CB v Commissioner of Police  5 HKLRD 13,  HKCFI 3142
X, a Philippine national who worked as a domestic helper, claimed she was subject to sexual exploitation by her ex-employer (Z), and that she had been a victim of trafficking in persons and forced or compulsory labour. X reported the matter to the police. After X was screened, it was ultimately decided that she was neither a victim of trafficking in persons or forced labour (the Decisions). Z was subsequently convicted of indecent assault against X. X applied for leave to apply for judicial review to challenge the Decisions. A rolled-up hearing was set down. Upon sight of the Government’s evidence, X applied for extensive amendment of her Form 86 and for discovery against the Government of: (i) the Commissioner of Police and/or the Security Bureau’s policy/protocol for assessment of forced labour under art.4 of the Hong Kong Bill of Rights (BOR 4) and reasons for the decision made thereunder in relation to X (category 1); (ii) written statements and/or video recorded interview by Z (category 2); (iii) all unused materials in the police/prosecution’s possession in Z’s trial (category 3). Upon X’s request, the hearing of the rolled-up hearing was adjourned and converted into a direction hearing to consider X’s applications for amendment and discovery. The Government did not oppose the application for amendment which was granted accordingly. In light of the amendments, X submitted that despite the order for a rolled-up hearing, leave to apply for judicial review should now be granted. The Government considered that wrong in principle. X then applied for leave to apply for judicial review in the form of the draft amended Form 86 (the 27/9 Summons). X submitted that the granting of leave would trigger the full duty of candour on the part of the Government, so that there would be no risk of the application being dismissed on a rolled-up hearing with inadequate disclosure.

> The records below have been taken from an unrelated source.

PR #244, opened 2021-02-24
Provide an MD5 as Content header in download controller

corps:


coleshaw:
Is the idea that you would start the download, but would then cancel it if you just wanted the md5sum, as in @Gvaihir 's use case?

coleshaw (approved):

corps:
> Is the idea that you would start the download, but would then cancel it if you just wanted the md5sum, as in @Gvaihir 's use case?

Yes.  Download itself is managed by apache so this doesn't overly bother our ruby processes.  Http/tcp is buffered anyways, so large files wouldn't see much consumption as long as the body isn't actually read from on the client.  An ideal use case would be an explicit HEAD request type and handling, but that would involve a lot further work.  I suspect it's reasonable to not worry though as long as apache is the backing system for files.

graft:
The HEAD request could probably be handled by Etna::Route, which ought
to wrap all requests in Etna::Route#call and could swap HEAD for GET
to match the route, then dump the body after the request returns?

Gvaihir (approved):
We approve thine changesth.

Gvaihir:
Please merge soon if all is good. Need this functionality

Held, adjourning the 27/9 Summons to be heard during the resumed rolled-up hearing and ordering discovery in relation to categories 2 and 3, that:
- (1) It was not fair to the Government to revisit at this stage the order for a rolled-up hearing. (See para.19.)
- (2) This was not the appropriate occasion to determine whether the Government’s duty of candour arose in the context of a rolled-up hearing as the issue was not engaged. (See para.22.)

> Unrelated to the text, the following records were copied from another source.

PR #247, opened 2021-02-25
Vulcan error handling

coleshaw:
This PR updates Vulcan orchestration to capture any errors thrown by individual cells, instead of allowing them to bubble up to the controller. In turn, errors are reported in the `status` Hash that is returned by the controller, and therefore a `status` and `session` are always returned to the UI. Steps with errors are then rendered in the main feed and include the Archimedes-provided stacktrace.


vulcan/lib/orchestration.rb
```diff
@@ -18,8 +20,13 @@ def run_until_done!(storage)
       [].tap do |ran|
         i = 0
         until (runnables = next_runnable_build_targets(storage)).empty? || (i += 1) > MAX_RUNNABLE
-          run!(storage: storage, build_target: runnables.first)
-          ran << runnables.first
+          begin
+            run!(storage: storage, build_target: runnables.first)
```
corps, line 24: Hmm... I gotta say that I don't like this approach at all.  This approach would have the runner keep executing in the face of errors, which likely will just result in it trying the same cell over and over until i > MAX_RUNNABLE.  Furthermore, I feel like catching errors here is the wrong place to handle.  How does a caller to `run_until_done!` know if something went wrong?  Placing it in an errors hash seems wrong as well.  Who clears the errors hash?  How do you know if this run was safe but the previous wasn't?  I don't like this approach at all I think.

corps: If the idea is that you want to attempt to run _other_ nodes before raising an exception, I'd recommend iterating the runnables value (it is an array itself), trying to run each of those, collecting errors, and then immediately throwing possibly a new error type that collects inner errors by step.

corps (changes requested):
I understand the desire to report back 'error' state rather than just returning 500s right now, but I don't think I like this approach.  Better would be

1.  nothing stateful in orchestrator
2.  still throw an exception -- but that exception can contain additional state (such as moving the build_target_has_error? logic into that)
3.  Not changing the next_runnable_build_targets logic.  Instead, just iterate the runnables and attempt steps that can be run, then immediately fail once no more progress can be made.

corps:
Basically -- I'm ok with any solution where the state of errors is local to the call, not the class.

vulcan/lib/orchestration.rb
coleshaw: Thanks for the suggestions! Okay, I'll rework this. The idea was that users would be able to see exactly which step(s) failed and why, but with the previous behavior, that was impossible -- the 500 didn't report back the step name or any related context, just a stacktrace without an identifiable relation to a step (i.e. `script.py` doesn't correlate to a specific step). It also seemed undesirable from a debugging standpoint if multiple steps would have failed (i.e. parallel steps), but having to iterate through them one-at-a-time.

Also, I thought the overall philosophy we were following was for the UI to be thin / simple, so thus the `status` response would encapsulate all the information about each step? But if it's preferable to have the controller and orchestrator throw exceptions / 500's instead of updating the status elements, and leave the UI to figure out how that information ties together with the "good" status, I'll just re-think how to present it.

corps: absolutely.  I agree with the direction of this pr, only the implementation am I concerned about it.  I think we can get the same exact effect, but keep the state local, and return it back to the controller caller, who can unwrap it.

coleshaw: @corps , could you take another look and see if the updated approach works better?

vulcan/lib/orchestration.rb
```diff
@@ -16,11 +16,21 @@ def initialize(workflow, session)
...
       [].tap do |ran|
+        errors = RunErrors.new
         i = 0
-        until (runnables = next_runnable_build_targets(storage)).empty? || (i += 1) > MAX_RUNNABLE
-          run!(storage: storage, build_target: runnables.first)
-          ran << runnables.first
+        num_cells_successful = 1
+        until (runnables = next_runnable_build_targets(storage)).empty? || (i += 1) > MAX_RUNNABLE || num_cells_successful == 0
+          begin
+            num_cells_successful = 0
```
corps, line 24: on other suggestion that might help:

```
next_runnable = runnables.find { |r| !errors.include?(r) }
break if next_runnable.nil?
```

corps: This would allow the loop to natural keep running as long as there is some non errored runnable in a simple way I think.

vulcan/lib/server/controllers/sessions_controller.rb
```diff
@@ -16,35 +16,47 @@ def submit
       raise Etna::NotFound.new("Workflow by the name #{session.workflow_name} could not be found.")
     end
 
-    orchestration.run_until_done!(storage)
+    begin
+      orchestration.run_until_done!(storage)
+    rescue Vulcan::Orchestration::RunErrors => e
+      run_errors = e
```
corps, line 22: Nice.  Yeah, admittingly this does feel odd in some sense.  One style would argue that you could always return (rather than throw an exception) a run errors, and an empty one when it happens there are no errors.  That would atleast prevent the nil vs non nil case.  But one could also argue that throwing an exception ensures that code that is written without explicit error handling is forced to see the failure.  I said use exceptions before so this is criticism of my own thinking lol.  Anyways, I don't care too much either way, just a style note.

corps (approved):
Yeah, I appreciate, this is much better.  I made one suggestion that might? improve the loop, but it's your call if you want to address or when.  I approve this either way.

- (3) The confirmation on the Commissioner’s behalf that there were no further relevant documents in existence in relation to category 1 was conclusive at this stage (Jade’s Realm Ltd v Director of Lands (HCA 1509/2012,  HKEC 978) applied). (See paras.25 – 26, 28.)
- (4) The fact that category 2 materials might not have been considered by the screening officers or that the category 3 materials were not relied on in Z’s trial did not necessarily make them irrelevant to the present proceedings. They were relevant as to whether the Government had fulfilled its duties under BOR 4. (See paras.31, 33.)
[The above is excerpted from the headnote to the report in HKLRD.]